ENTRIES SHOWN ::

PR #568, opened 2025-02-04
More efficient default value evaluator

plokhotnyuk:
Currently for each evaluator function call the hash map lookup with subsequent `flattern` and `flatmap` calls is happening:

image

This PR fixes that.


plokhotnyuk:
It gives great speed up for some protocols like OpenRTB where almost all fields have defaults.

Below are flame graphs for CPU cycles with evaluation of defaults highlighted by magenta: 

#### Before
image

#### After
image

adamw:
Thanks :)

plokhotnyuk:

WHAT THE EXERCISE ASKS :: Where a line above contains the word "with", show that line.

WRITTEN REPLY ::
Currently for each evaluator function call the hash map lookup with subsequent `flattern` and `flatmap` calls is happening:
Below are flame graphs for CPU cycles with evaluation of defaults highlighted by magenta: 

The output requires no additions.